I'm not sure on this, but I don't even think Russian gang activity came to the US until the collapse of the Soviet Union (1989).


----------



## BipBopRealGoodNop (Mar 14, 2011)

sorry. i wouldnt watch it.


----------



## Croat32 (Jul 25, 2011)

Haha- A+ for honesty ^


----------



## Jinxi (Jul 26, 2011)

I think you have a great idea here. As you already know, a lot of research does have to go into this, regardless of it being fiction. IMO, there needs to be some sort of truth in the plot in order for people to want to follow it and take it seriously.

I do not have a strong knowledge of the Russian mob from that time, so I cannot assist you with that. As I said though, I think you have a good idea here and I definitely think it something worth pursuing.


----------



## BabaYaga (Jul 26, 2011)

Croat32 said:


> Now I'm only 17-years old.  I wasn't even alive during the 80's...



I'm weeping a little for my obviously advanced years. When I first read the title of your post, I figured your story would be centered on the selfish, money-oriented, cocaine-snorting, post-disco decadence of the 1980's and how 2 regular guys get sucked into a life of greed, money and madness in the Big City. 

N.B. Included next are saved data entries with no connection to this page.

PR #97, opened 2016-02-03
Make BaseTypeNullable a transitive check.

dekimir:


dekimir:
@umar456 PTAL

source/validate_id.cpp
```diff
@@ -609,64 +609,54 @@ bool idUsage::isValid<SpvOpConstantSampler>(const spv_instruction_t* inst,
   return true;
 }
 
+bool IsBaseTypeNullable(const std::vector<uint32_t>& instruction,
```
dneto0: Missing a method blurb.
In particular, it's not immediately clear why you'd need a the usedefs.
Also, should say that you expect the instruction to be a type-defining instruction, and you're checking that the type being defined is what is nullable.

dneto0: Also, why is it "Base" type?

dneto0:
-1 for the missing blurb.  Potentially also for the "Base" part of the name, which doesn't seem necessary.

Optional: Add a negative test case for OpTypeRuntimeArray.

dekimir:
Renamed to `IsTypeNullable`, added a blurb, and added a neg test for `OpTypeRuntimeArray`.

dneto0:
+2
I'll squash and merge.

dekimir:
Also clarified the error message a bit.

PR #100, opened 2016-02-10
Reject float literals with two leading signs

dneto0:
E.g. --1 should be rejected.

### DIFF
--- a/include/util/hex_float.h
+++ b/include/util/hex_float.h
@@ -364,11 +364,11 @@ class HexFloat {
       // the significand is not zero.
       significand_is_zero = false;
       significand |= first_exponent_bit;
-      significand  = static_cast<uint_type>(significand >> 1);
+      significand = static_cast<uint_type>(significand >> 1);
     }
 
     while (exponent < min_exponent) {
-      significand  = static_cast<uint_type>(significand >> 1);
+      significand = static_cast<uint_type>(significand >> 1);
       ++exponent;
     }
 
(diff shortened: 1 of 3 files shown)


include/util/hex_float.h
```diff
@@ -711,13 +711,37 @@ std::ostream& operator<<(std::ostream& os, const HexFloat<T, Traits>& value) {
   return os;
 }
 
+// Returns true if the negate_value is true and the next character on the
```
AWoloszyn: Returns true if the negate_value parameter is true 
or 
Returns true if negate_value is true.

AWoloszyn:
-1 for comment other than that looks good

Also I expect +1.0p3 will fail parse (I don't think we handle unary + in hex-float), but that is a separate issue.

I would watch a story like this, because I don't think a lot of media portrays what that side of the 80's was like. I don't know anything about the mafia scene in the states, but I agree that it seems like a massive research project.

If it were me writing this, I would try to make it much more localised- focusing on the characters and the people they deal with directly in a strange new city, and especially on the relationship and the conflict between your 2 main characters. That's a story that anyone from anywhere can relate to, even with the sex, drugs and violence you will need to liberally sprinkle over your script to get the HBO stamp of approval


----------



## Croat32 (Nov 10, 2011)

Bump/Update

Hey guys thanks for all of the opinions.  I do still indeed have plans to write this series.  It's been setback for a while because the laptop in which I had all of my information on went down a few months back.  I've done some research and I think I'm going to stick with the Russians being the dominate drug gang.  The fact of the matter is, the story is fiction, and there are drug gangs of various races and groups everywhere.  Once again thank you for all of your help, it's been very beneficial for me.

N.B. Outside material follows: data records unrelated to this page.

Issue #144, opened 2016-03-05
update_build_version script syntax and str object issues


bschindler:
I'm trying to build SPIRV-Tools under gentoo linux (with python-3.5) and I run into the following issues: 

[  3%] Update build-version.inc in the Spirv-tools build directory (if necessary).
/usr/bin/python3.5 /home/benjamin/Software/SPIRV-Tools/utils/update_build_version.py /home/benjamin/Software/SPIRV-Tools
  File "/home/benjamin/Software/SPIRV-Tools/utils/update_build_version.py", line 67
    print 'usage: {0} <spirv-tools_dir>'.format(sys.argv[0])
                                       ^
SyntaxError: invalid syntax

I commented out line 67 as it is likely not used during build but then I run into this issue: 

[  3%] Update build-version.inc in the Spirv-tools build directory (if necessary).
/usr/bin/python3.5 /home/benjamin/Software/SPIRV-Tools/utils/update_build_version.py /home/benjamin/Software/SPIRV-Tools
Traceback (most recent call last):
  File "/home/benjamin/Software/SPIRV-Tools/utils/update_build_version.py", line 76, in <module>
    main()
  File "/home/benjamin/Software/SPIRV-Tools/utils/update_build_version.py", line 70, in main
    new_content = ('"spirv-tools ' + describe(sys.argv[1]).replace('"', '\\"') + '\\n"\n')
TypeError: a bytes-like object is required, not 'str'

As my python experience is extremely limited, I thought I should just file this.

antiagainst:
@bschindler: The script is using python2 syntax right now. The `print` error results from [syntax difference between python2 vs. python3](https://docs.python.org/3.0/whatsnew/3.0.html#print-is-a-function).

If you have python2 installed, you may want to change the first line of `utils/update_build_version.py` to `#!/usr/bin/env python2` or symlink your system Python to python2.

Sorry for the inconvenience, we'll fix the issue.

bschindler:
That does explain it. Using python2 did work here. Thanks for the response

dekimir:
Let's keep this open and make the script work for both Python 2 and Python 3.

a2flo:
Note that changing the first line of utils/update_build_version.py to python2 doesn't work when cmake finds python3 and uses it to call the script:
https://github.com/KhronosGroup/SPIRV-Tools/blob/master/CMakeLists.txt#L119 ->
`${PYTHON_EXECUTABLE}
[...]

PR #145, opened 2016-03-06
Improve Python3 Compatibility

antiagainst:
Addresses #144.

 * Use `print_function` from `__future__` to tackle the print syntax
   change.
 * In Python3 `str` and `bytes` are no longer the same thing. Need
   proper decode.

### DIFF
--- a/utils/update_build_version.py
+++ b/utils/update_build_version.py
@@ -71,6 +71,11 @@ def main():
         sys.exit(1)
 
     new_content = '"spirv-tools {}\\n"\n'.format(
+        # decode() is needed here for Python3 compatibility. In Python2,
+        # str and bytes are the same type, but not in Python3.
+        # Popen.communicate() returns a bytes instance, which needs to be
+        # decoded into text data first in Python3. And this decode() won't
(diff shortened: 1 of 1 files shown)


utils/update_build_version.py
```diff
@@ -54,20 +57,21 @@ def describe(dir):
...
 
 def main():
     if len(sys.argv) != 2:
-        print 'usage: {0} <spirv-tools_dir>'.format(sys.argv[0])
+        print('usage: {0} <spirv-tools_dir>'.format(sys.argv[0]))
         sys.exit(1)
 
-    new_content = ('"spirv-tools ' + describe(sys.argv[1]).replace('"', '\\"') + '\\n"\n')
+    new_content = '"spirv-tools {}\\n"\n'.format(
+        describe(sys.argv[1]).decode('ascii').replace('"', '\\"'))
```
dekimir: Needs a similar comment about `decode('ascii')`.

antiagainst: Done.

dekimir:
+2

If any of you have interest in sharing ideas, or reading some of my plots, (or even scripts when the time comes), you can message me on here and we will exchange e-mails.


----------



## dale (Nov 10, 2011)

i don't think i'd watch it, just because i grew up in the 80's and to me, that decade was just to damn soulless
to be interesting. at least the italian mafia had a rigorous code of honor and ethics...or at least it's romanticized
in such a way. a mob series set in the 80's would be like "pulp fiction", only without the dark humor and satire
which made it a great film.
admittedly, i don't know you or really know exactly how'd you'd pull it off, though. you might work it magically
and somehow make the decade more creatively interesting than it actually was.


----------



## Croat32 (Nov 10, 2011)

dale said:


> i don't think i'd watch it, just because i grew up in the 80's and to me, that decade was just to damn soulless
> to be interesting. at least the italian mafia had a rigorous code of honor and ethics...or at least it's romanticized
> in such a way. a mob series set in the 80's would be like "pulp fiction", only without the dark humor and satire
> which made it a great film.
> ...



Hmm really?  Some people consider the 1980's one of the most exciting decades of the 20th Century.  Why do you think that the kids of this generation still watch the movies and listen to the music from the 1980's?  Because it fascinates them.  You have to remember that many people find certain things more interesting than others.  This is a reference back to the "Dazed and Confused theory" where "every other decade is better than the next."  

1950's- "Boring"
1960's- Summer of love; Rocked
1970's- "Obviously Sucked"
1980's- Radical!
1990's- Sucked


----------



## dale (Nov 11, 2011)

well, maybe i'm a bit biased just because i lived it. hell, i barely remember 1/2 of it. i personally found
the time artistically generic and materialistic. and it actually sickens me a bit to see today's generation
artistically rehash and remake the decade in horrendous hollywood movies. the 50's boring? didn't live it,
but rock n' roll was created, steinbeck, among many other writers, was working magic on paper. the 70's?
that WAS the decade of sex and drugs. the 80's merely took the 70's and slapped on a coat of glitter
paint and plastic. the 90's were angry at the 80's for being so generic, and you could feel that anger.
today's generation does suck, artistically speaking, imo. hopefully they can find something to call their own.


----------



## Firm1 (Jun 15, 2012)

I think it would be a great idea.  However, you need to be careful of some things.  First and foremost, because you didn't grow up in the 80s you need to do a lot of research to be as accurate as possible.  This of course, you already know.  But, there's another potential issue I see here.  The basic plot could easily dive into a recycled story since it's dealing with your typical coming-of-age story within a mafia setting.  I absolutely love the idea of it being in Vegas during the 1980's, which makes it stand out, but if you want to truly make this into something, I mean make it into something that everyone will remember, you need to tell it in a completely unique way.  Otherwise, you'll just have a typical run-of-the-mill story that everyone's heard before.  Having it in Vegas during the 1980's isn't sufficient.  You need to add characters that have never been added before.  You need to create events and moments that haven't never been told before.  In other words, you have a lot of pondering to do.


----------



## drumzii (Jan 5, 2015)

*reply*

I think its a great idea! I also love the 80s. In my mind I picture something between Goodfellas / Casino and The Wire (Not sure if you know these?)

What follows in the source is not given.